Task requirements: The expected output is every entry below, exact in every character.

Material provided:

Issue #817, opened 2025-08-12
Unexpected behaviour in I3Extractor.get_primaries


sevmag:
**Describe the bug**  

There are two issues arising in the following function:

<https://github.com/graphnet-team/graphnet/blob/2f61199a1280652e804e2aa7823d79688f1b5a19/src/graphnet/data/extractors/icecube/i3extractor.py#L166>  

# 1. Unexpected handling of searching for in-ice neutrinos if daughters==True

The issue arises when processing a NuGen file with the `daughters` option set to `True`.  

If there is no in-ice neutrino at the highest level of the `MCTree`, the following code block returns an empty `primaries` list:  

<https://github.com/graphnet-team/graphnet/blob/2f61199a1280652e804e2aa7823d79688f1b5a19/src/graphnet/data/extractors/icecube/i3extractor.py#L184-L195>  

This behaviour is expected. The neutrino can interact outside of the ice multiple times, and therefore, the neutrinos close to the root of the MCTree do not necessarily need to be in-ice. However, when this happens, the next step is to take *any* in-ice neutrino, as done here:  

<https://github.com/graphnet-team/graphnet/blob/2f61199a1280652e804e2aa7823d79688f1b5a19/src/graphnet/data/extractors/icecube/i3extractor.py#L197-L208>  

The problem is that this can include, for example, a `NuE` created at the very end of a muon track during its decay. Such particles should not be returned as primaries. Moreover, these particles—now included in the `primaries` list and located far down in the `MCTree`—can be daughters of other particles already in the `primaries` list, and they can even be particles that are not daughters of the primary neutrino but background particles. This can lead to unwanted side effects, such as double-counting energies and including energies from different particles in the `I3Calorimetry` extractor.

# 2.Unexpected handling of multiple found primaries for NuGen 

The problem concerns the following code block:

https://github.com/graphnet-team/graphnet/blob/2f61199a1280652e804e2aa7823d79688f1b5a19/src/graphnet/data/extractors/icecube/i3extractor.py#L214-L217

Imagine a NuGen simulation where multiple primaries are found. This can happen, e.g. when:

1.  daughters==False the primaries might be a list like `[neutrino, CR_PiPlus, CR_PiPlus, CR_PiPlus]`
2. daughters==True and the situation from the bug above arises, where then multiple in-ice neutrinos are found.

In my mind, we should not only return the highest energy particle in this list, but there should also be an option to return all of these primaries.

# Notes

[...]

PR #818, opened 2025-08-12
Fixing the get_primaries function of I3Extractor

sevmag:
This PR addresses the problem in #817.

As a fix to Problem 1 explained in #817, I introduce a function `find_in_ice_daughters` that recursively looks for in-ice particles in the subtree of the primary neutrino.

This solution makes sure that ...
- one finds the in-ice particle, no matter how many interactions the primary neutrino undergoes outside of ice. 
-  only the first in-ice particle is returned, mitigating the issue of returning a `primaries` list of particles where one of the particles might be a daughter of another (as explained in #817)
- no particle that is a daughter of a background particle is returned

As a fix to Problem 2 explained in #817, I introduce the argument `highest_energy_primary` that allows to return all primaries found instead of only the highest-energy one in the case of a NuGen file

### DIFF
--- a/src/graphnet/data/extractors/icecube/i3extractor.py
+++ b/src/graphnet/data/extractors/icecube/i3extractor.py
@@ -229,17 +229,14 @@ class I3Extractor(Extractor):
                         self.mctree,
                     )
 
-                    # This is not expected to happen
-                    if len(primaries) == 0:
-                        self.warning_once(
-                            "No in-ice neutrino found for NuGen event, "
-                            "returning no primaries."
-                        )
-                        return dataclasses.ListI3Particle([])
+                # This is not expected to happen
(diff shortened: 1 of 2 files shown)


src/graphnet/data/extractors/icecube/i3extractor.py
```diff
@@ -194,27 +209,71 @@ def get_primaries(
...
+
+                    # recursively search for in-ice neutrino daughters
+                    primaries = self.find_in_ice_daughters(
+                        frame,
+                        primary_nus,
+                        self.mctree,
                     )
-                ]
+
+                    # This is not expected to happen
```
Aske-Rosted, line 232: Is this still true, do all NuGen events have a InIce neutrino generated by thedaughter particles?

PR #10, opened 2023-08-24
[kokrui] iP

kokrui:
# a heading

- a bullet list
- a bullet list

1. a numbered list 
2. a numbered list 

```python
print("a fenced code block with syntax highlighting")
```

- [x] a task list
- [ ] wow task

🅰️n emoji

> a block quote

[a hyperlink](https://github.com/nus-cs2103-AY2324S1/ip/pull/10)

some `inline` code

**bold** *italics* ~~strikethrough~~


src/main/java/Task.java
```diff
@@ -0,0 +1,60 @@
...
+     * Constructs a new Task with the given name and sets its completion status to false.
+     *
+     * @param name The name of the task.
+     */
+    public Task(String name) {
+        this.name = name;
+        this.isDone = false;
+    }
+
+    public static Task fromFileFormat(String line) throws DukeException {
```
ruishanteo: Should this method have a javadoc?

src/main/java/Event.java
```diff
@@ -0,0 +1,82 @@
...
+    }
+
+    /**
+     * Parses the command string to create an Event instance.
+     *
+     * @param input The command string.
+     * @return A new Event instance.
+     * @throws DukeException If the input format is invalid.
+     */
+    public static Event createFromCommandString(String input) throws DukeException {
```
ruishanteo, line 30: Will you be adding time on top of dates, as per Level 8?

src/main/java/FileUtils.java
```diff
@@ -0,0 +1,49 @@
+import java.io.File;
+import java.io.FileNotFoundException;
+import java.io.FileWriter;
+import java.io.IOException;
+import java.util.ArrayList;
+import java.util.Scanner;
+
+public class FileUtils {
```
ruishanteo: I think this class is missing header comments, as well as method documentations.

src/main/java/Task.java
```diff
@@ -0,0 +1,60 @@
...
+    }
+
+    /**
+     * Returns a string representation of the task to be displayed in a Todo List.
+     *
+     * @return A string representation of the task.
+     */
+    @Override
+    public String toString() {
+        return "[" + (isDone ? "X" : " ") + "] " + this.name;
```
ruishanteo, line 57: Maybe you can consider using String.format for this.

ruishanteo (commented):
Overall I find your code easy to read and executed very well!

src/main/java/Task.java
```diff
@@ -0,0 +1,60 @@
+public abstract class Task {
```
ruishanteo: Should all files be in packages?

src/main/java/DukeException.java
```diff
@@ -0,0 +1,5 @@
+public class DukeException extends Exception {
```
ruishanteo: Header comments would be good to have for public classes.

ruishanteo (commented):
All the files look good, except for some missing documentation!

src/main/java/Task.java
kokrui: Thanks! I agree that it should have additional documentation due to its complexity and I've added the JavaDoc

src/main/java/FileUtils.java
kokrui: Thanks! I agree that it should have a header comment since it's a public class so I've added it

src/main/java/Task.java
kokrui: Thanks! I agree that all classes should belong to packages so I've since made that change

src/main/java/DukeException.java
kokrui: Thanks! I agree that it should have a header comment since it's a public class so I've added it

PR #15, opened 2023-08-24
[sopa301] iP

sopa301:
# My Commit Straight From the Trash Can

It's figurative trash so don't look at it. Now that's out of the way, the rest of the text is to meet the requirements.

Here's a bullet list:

Reply to the task:
Issue #817, opened 2025-08-12
Unexpected behaviour in I3Extractor.get_primaries


sevmag:
**Describe the bug**  

There are two issues arising in the following function:

<https://github.com/graphnet-team/graphnet/blob/2f61199a1280652e804e2aa7823d79688f1b5a19/src/graphnet/data/extractors/icecube/i3extractor.py#L166>  

# 1. Unexpected handling of searching for in-ice neutrinos if daughters==True

The issue arises when processing a NuGen file with the `daughters` option set to `True`.  

If there is no in-ice neutrino at the highest level of the `MCTree`, the following code block returns an empty `primaries` list:  

<https://github.com/graphnet-team/graphnet/blob/2f61199a1280652e804e2aa7823d79688f1b5a19/src/graphnet/data/extractors/icecube/i3extractor.py#L184-L195>  

This behaviour is expected. The neutrino can interact outside of the ice multiple times, and therefore, the neutrinos close to the root of the MCTree do not necessarily need to be in-ice. However, when this happens, the next step is to take *any* in-ice neutrino, as done here:  

<https://github.com/graphnet-team/graphnet/blob/2f61199a1280652e804e2aa7823d79688f1b5a19/src/graphnet/data/extractors/icecube/i3extractor.py#L197-L208>  

The problem is that this can include, for example, a `NuE` created at the very end of a muon track during its decay. Such particles should not be returned as primaries. Moreover, these particles—now included in the `primaries` list and located far down in the `MCTree`—can be daughters of other particles already in the `primaries` list, and they can even be particles that are not daughters of the primary neutrino but background particles. This can lead to unwanted side effects, such as double-counting energies and including energies from different particles in the `I3Calorimetry` extractor.

# 2.Unexpected handling of multiple found primaries for NuGen 

The problem concerns the following code block:

https://github.com/graphnet-team/graphnet/blob/2f61199a1280652e804e2aa7823d79688f1b5a19/src/graphnet/data/extractors/icecube/i3extractor.py#L214-L217

Imagine a NuGen simulation where multiple primaries are found. This can happen, e.g. when:

1.  daughters==False the primaries might be a list like `[neutrino, CR_PiPlus, CR_PiPlus, CR_PiPlus]`
2. daughters==True and the situation from the bug above arises, where then multiple in-ice neutrinos are found.

In my mind, we should not only return the highest energy particle in this list, but there should also be an option to return all of these primaries.

# Notes

[...]

PR #818, opened 2025-08-12
Fixing the get_primaries function of I3Extractor

sevmag:
This PR addresses the problem in #817.

As a fix to Problem 1 explained in #817, I introduce a function `find_in_ice_daughters` that recursively looks for in-ice particles in the subtree of the primary neutrino.

This solution makes sure that ...
- one finds the in-ice particle, no matter how many interactions the primary neutrino undergoes outside of ice. 
-  only the first in-ice particle is returned, mitigating the issue of returning a `primaries` list of particles where one of the particles might be a daughter of another (as explained in #817)
- no particle that is a daughter of a background particle is returned

As a fix to Problem 2 explained in #817, I introduce the argument `highest_energy_primary` that allows to return all primaries found instead of only the highest-energy one in the case of a NuGen file

### DIFF
--- a/src/graphnet/data/extractors/icecube/i3extractor.py
+++ b/src/graphnet/data/extractors/icecube/i3extractor.py
@@ -229,17 +229,14 @@ class I3Extractor(Extractor):
                         self.mctree,
                     )
 
-                    # This is not expected to happen
-                    if len(primaries) == 0:
-                        self.warning_once(
-                            "No in-ice neutrino found for NuGen event, "
-                            "returning no primaries."
-                        )
-                        return dataclasses.ListI3Particle([])
+                # This is not expected to happen
(diff shortened: 1 of 2 files shown)


src/graphnet/data/extractors/icecube/i3extractor.py
```diff
@@ -194,27 +209,71 @@ def get_primaries(
...
+
+                    # recursively search for in-ice neutrino daughters
+                    primaries = self.find_in_ice_daughters(
+                        frame,
+                        primary_nus,
+                        self.mctree,
                     )
-                ]
+
+                    # This is not expected to happen
```
Aske-Rosted, line 232: Is this still true, do all NuGen events have a InIce neutrino generated by thedaughter particles?

PR #10, opened 2023-08-24
[kokrui] iP

kokrui:
# a heading

- a bullet list
- a bullet list

1. a numbered list 
2. a numbered list 

```python
print("a fenced code block with syntax highlighting")
```

- [x] a task list
- [ ] wow task

🅰️n emoji

> a block quote

[a hyperlink](https://github.com/nus-cs2103-AY2324S1/ip/pull/10)

some `inline` code

**bold** *italics* ~~strikethrough~~


src/main/java/Task.java
```diff
@@ -0,0 +1,60 @@
...
+     * Constructs a new Task with the given name and sets its completion status to false.
+     *
+     * @param name The name of the task.
+     */
+    public Task(String name) {
+        this.name = name;
+        this.isDone = false;
+    }
+
+    public static Task fromFileFormat(String line) throws DukeException {
```
ruishanteo: Should this method have a javadoc?

src/main/java/Event.java
```diff
@@ -0,0 +1,82 @@
...
+    }
+
+    /**
+     * Parses the command string to create an Event instance.
+     *
+     * @param input The command string.
+     * @return A new Event instance.
+     * @throws DukeException If the input format is invalid.
+     */
+    public static Event createFromCommandString(String input) throws DukeException {
```
ruishanteo, line 30: Will you be adding time on top of dates, as per Level 8?

src/main/java/FileUtils.java
```diff
@@ -0,0 +1,49 @@
+import java.io.File;
+import java.io.FileNotFoundException;
+import java.io.FileWriter;
+import java.io.IOException;
+import java.util.ArrayList;
+import java.util.Scanner;
+
+public class FileUtils {
```
ruishanteo: I think this class is missing header comments, as well as method documentations.

src/main/java/Task.java
```diff
@@ -0,0 +1,60 @@
...
+    }
+
+    /**
+     * Returns a string representation of the task to be displayed in a Todo List.
+     *
+     * @return A string representation of the task.
+     */
+    @Override
+    public String toString() {
+        return "[" + (isDone ? "X" : " ") + "] " + this.name;
```
ruishanteo, line 57: Maybe you can consider using String.format for this.

ruishanteo (commented):
Overall I find your code easy to read and executed very well!

src/main/java/Task.java
```diff
@@ -0,0 +1,60 @@
+public abstract class Task {
```
ruishanteo: Should all files be in packages?

src/main/java/DukeException.java
```diff
@@ -0,0 +1,5 @@
+public class DukeException extends Exception {
```
ruishanteo: Header comments would be good to have for public classes.

ruishanteo (commented):
All the files look good, except for some missing documentation!

src/main/java/Task.java
kokrui: Thanks! I agree that it should have additional documentation due to its complexity and I've added the JavaDoc

src/main/java/FileUtils.java
kokrui: Thanks! I agree that it should have a header comment since it's a public class so I've added it

src/main/java/Task.java
kokrui: Thanks! I agree that all classes should belong to packages so I've since made that change

src/main/java/DukeException.java
kokrui: Thanks! I agree that it should have a header comment since it's a public class so I've added it

PR #15, opened 2023-08-24
[sopa301] iP

sopa301:
# My Commit Straight From the Trash Can

It's figurative trash so don't look at it. Now that's out of the way, the rest of the text is to meet the requirements.

Here's a bullet list:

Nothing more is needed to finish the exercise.